§ What is expected
Only the lines of the data below from the one with "PR #714, opened 2025-01-24" through the one with "### LINKED ISSUE #713: Check" are wanted. Repeat them exactly.

§ Dataset
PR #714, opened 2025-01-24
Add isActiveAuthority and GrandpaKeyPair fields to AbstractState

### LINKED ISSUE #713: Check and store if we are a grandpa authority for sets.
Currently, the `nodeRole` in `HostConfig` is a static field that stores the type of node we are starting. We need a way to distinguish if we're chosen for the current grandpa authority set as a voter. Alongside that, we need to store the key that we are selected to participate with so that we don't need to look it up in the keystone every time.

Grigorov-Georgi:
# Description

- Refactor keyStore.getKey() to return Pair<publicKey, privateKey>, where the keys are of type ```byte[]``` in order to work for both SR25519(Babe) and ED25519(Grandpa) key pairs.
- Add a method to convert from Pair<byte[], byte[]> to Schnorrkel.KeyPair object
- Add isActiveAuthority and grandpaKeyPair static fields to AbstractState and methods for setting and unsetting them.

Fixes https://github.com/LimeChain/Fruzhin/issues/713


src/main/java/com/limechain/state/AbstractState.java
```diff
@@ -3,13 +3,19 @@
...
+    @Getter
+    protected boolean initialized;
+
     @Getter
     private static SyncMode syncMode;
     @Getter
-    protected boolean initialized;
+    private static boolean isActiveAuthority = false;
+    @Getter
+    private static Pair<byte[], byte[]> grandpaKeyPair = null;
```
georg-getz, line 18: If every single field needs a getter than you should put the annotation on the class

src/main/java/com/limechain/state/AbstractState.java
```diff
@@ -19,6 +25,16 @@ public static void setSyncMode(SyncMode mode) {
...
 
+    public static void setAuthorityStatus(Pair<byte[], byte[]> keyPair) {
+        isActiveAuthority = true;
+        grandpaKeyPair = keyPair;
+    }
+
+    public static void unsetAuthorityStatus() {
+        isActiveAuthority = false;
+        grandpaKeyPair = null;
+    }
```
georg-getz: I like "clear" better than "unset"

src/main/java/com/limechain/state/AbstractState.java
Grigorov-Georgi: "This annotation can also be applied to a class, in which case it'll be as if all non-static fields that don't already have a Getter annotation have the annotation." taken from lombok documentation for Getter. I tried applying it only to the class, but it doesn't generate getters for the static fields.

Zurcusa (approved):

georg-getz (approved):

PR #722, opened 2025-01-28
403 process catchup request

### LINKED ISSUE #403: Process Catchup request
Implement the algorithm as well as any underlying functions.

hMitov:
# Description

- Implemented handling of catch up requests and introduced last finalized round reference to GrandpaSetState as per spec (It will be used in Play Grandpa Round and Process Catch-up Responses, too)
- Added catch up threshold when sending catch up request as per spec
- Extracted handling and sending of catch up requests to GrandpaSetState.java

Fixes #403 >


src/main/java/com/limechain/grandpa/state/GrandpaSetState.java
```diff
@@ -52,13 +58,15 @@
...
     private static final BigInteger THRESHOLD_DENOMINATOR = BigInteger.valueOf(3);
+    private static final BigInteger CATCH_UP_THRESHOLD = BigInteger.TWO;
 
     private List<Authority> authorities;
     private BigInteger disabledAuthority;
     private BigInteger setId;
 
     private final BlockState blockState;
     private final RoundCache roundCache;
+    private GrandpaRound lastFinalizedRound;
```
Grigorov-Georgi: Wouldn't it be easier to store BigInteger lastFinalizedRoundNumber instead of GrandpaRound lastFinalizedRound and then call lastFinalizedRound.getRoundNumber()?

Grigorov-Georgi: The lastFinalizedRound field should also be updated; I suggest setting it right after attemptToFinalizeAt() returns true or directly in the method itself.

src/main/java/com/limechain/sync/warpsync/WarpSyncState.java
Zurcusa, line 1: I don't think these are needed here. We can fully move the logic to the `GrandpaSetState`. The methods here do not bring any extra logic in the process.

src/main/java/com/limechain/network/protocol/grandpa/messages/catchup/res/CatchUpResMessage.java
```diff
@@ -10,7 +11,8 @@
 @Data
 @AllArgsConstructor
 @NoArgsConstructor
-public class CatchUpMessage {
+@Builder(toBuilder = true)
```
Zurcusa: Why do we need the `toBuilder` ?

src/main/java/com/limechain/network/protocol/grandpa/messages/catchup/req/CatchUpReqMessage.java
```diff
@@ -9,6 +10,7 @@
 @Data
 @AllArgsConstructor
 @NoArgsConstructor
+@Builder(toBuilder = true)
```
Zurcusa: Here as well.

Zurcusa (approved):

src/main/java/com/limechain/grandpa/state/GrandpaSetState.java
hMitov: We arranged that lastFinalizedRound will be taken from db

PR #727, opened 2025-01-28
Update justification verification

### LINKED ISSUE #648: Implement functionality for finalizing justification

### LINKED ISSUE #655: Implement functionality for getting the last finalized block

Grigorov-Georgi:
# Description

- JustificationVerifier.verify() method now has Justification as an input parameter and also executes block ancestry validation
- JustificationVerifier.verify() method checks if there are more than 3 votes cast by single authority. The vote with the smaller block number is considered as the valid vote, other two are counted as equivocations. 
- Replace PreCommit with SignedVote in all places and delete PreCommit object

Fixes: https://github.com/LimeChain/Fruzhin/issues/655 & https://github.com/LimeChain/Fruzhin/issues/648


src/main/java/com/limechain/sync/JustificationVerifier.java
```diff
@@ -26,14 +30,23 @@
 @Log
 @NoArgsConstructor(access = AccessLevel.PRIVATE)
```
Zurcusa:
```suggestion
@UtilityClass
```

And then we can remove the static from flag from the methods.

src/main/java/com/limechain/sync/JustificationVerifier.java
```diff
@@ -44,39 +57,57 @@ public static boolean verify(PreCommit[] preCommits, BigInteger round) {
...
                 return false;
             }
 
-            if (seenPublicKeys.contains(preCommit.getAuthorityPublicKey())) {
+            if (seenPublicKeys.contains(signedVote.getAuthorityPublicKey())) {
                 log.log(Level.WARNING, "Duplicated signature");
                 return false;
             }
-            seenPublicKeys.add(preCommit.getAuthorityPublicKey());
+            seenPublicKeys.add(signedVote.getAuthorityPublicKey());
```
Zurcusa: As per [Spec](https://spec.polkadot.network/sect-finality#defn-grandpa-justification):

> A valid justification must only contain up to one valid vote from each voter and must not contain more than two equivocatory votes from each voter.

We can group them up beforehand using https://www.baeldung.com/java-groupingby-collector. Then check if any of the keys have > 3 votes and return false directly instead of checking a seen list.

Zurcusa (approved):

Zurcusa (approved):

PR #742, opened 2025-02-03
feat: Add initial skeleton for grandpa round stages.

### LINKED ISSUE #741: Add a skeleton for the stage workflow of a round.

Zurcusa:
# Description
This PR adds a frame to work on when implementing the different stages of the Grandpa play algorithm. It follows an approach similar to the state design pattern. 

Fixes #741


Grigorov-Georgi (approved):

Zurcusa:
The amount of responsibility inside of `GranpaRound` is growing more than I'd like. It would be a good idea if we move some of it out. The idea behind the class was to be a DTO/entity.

...

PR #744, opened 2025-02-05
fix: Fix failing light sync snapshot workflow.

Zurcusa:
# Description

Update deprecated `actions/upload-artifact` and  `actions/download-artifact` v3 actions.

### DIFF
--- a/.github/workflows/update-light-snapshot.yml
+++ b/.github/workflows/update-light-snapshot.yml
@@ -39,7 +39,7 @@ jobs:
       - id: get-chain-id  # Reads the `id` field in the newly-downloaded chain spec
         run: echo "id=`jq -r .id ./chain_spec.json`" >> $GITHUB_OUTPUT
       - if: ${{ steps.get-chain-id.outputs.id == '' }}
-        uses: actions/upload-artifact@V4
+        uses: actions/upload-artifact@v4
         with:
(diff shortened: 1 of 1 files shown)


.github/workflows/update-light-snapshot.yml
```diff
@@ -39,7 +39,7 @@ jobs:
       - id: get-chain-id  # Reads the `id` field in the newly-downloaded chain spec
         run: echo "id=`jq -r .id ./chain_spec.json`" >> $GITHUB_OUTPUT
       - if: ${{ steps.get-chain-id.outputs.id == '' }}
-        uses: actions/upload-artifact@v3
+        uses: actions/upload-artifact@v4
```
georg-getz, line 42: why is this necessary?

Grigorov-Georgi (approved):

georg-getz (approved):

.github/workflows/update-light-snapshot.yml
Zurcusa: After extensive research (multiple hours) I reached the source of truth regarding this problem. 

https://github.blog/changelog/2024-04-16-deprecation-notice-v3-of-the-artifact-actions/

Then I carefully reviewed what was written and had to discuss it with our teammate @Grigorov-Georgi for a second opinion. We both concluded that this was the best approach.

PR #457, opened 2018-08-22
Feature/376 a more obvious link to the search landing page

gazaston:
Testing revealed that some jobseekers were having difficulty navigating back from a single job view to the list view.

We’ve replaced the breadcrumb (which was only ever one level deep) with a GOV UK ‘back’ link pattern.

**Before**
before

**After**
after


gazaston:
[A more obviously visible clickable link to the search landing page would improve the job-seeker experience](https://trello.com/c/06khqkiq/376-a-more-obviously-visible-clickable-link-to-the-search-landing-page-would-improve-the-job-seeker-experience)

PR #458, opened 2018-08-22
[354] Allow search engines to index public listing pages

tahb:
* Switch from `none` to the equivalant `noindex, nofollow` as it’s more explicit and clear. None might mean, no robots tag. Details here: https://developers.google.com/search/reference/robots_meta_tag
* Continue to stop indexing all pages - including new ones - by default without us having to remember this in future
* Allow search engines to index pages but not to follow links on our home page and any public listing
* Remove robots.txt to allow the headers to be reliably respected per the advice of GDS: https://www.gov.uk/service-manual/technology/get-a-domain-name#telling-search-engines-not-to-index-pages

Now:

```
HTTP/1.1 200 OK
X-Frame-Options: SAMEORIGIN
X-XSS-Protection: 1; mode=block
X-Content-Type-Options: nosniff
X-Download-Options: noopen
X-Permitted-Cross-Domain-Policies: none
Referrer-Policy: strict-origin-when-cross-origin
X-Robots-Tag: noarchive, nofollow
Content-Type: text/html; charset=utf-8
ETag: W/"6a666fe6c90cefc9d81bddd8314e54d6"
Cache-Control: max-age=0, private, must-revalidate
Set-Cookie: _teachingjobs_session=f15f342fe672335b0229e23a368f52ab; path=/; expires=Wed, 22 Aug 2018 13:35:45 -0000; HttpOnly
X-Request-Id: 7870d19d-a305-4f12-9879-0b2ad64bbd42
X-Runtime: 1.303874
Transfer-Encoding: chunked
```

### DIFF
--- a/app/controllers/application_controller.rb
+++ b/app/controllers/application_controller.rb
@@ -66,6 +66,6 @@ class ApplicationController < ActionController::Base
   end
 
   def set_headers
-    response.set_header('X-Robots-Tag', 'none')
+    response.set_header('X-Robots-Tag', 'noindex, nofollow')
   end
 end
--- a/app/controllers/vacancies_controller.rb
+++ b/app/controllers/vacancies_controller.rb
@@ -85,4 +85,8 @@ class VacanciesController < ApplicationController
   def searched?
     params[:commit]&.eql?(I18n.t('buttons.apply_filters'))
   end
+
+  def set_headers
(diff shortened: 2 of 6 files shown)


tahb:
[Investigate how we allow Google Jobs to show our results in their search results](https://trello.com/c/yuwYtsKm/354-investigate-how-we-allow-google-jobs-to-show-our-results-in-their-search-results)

§ Solution
PR #714, opened 2025-01-24
Add isActiveAuthority and GrandpaKeyPair fields to AbstractState

### LINKED ISSUE #713: Check and store if we are a grandpa authority for sets.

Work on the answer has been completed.